* Supplied data
PR #555, opened 2022-04-09
Drop duplicate CSS property definitions when curating data

tidoust:
This adds a new data curation step that drops duplicate CSS property definitions from CSS extracts whenever possible, in other words when we know which definition is the authoritative one. The code contains a list of known superseding relationships between specs to choose the right one. See discussion in https://github.com/w3c/webref/issues/127 for details.

CSS properties that get re-defined in a delta spec are ignored, meaning that a naive merge of all curated CSS extracts will still contain such duplicates. A typical solution to end up with a consistent merge would be to exclude delta specs from that merge. This is left to data consumers as some may choose to rather live on the bleeding edge.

* Task to carry out
Search the entries for the word "property", then gather every line that has it.

* Completed exercise
Drop duplicate CSS property definitions when curating data
This adds a new data curation step that drops duplicate CSS property definitions from CSS extracts whenever possible, in other words when we know which definition is the authoritative one. The code contains a list of known superseding relationships between specs to choose the right one. See discussion in https://github.com/w3c/webref/issues/127 for details.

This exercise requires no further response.